Collected data:
......
PR #288, opened 2022-01-25
Fix Yogi optimizer

wdphy16:
When I was implementing #279, I noticed that the Yogi optimizer was incorrectly implemented. We should not take the square of `signed_sq` in `_update_moment`, and the coefficient to update `v` is also different from that in `_update_moment`.

After the fix, I need to change the learning rate to pass the test.


hbq1:
FYI We will only be able to merge this and other CLs after the ICML 2022 deadline (on this Friday). Sorry for the inconvenience!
......
* The problem:
Wherever the string "optimizer" appears in a line of the records above, copy that line.

* Solved exercise:
Fix Yogi optimizer
When I was implementing #279, I noticed that the Yogi optimizer was incorrectly implemented. We should not take the square of `signed_sq` in `_update_moment`, and the coefficient to update `v` is also different from that in `_update_moment`.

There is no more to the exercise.